Task statement :: Return the records below exactly, leaving nothing out.

(Stored items)
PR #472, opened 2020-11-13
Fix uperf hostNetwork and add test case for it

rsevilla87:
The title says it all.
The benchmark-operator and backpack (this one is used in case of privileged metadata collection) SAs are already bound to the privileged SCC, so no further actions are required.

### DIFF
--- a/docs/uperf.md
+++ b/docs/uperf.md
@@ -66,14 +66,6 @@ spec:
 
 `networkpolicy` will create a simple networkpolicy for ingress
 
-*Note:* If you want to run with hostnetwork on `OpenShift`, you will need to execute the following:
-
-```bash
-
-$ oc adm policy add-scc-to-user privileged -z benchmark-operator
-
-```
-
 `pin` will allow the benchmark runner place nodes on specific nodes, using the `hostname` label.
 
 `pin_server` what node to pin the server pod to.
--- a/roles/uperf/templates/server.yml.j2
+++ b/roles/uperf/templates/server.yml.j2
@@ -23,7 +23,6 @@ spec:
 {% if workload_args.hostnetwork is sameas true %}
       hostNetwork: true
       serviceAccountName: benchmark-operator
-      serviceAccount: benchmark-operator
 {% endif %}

Completed task ::
PR #472, opened 2020-11-13
Fix uperf hostNetwork and add test case for it

rsevilla87:
The title says it all.
The benchmark-operator and backpack (this one is used in case of privileged metadata collection) SAs are already bound to the privileged SCC, so no further actions are required.

### DIFF
--- a/docs/uperf.md
+++ b/docs/uperf.md
@@ -66,14 +66,6 @@ spec:
 
 `networkpolicy` will create a simple networkpolicy for ingress
 
-*Note:* If you want to run with hostnetwork on `OpenShift`, you will need to execute the following:
-
-```bash
-
-$ oc adm policy add-scc-to-user privileged -z benchmark-operator
-
-```
-
 `pin` will allow the benchmark runner place nodes on specific nodes, using the `hostname` label.
 
 `pin_server` what node to pin the server pod to.
--- a/roles/uperf/templates/server.yml.j2
+++ b/roles/uperf/templates/server.yml.j2
@@ -23,7 +23,6 @@ spec:
 {% if workload_args.hostnetwork is sameas true %}
       hostNetwork: true
       serviceAccountName: benchmark-operator
-      serviceAccount: benchmark-operator
 {% endif %}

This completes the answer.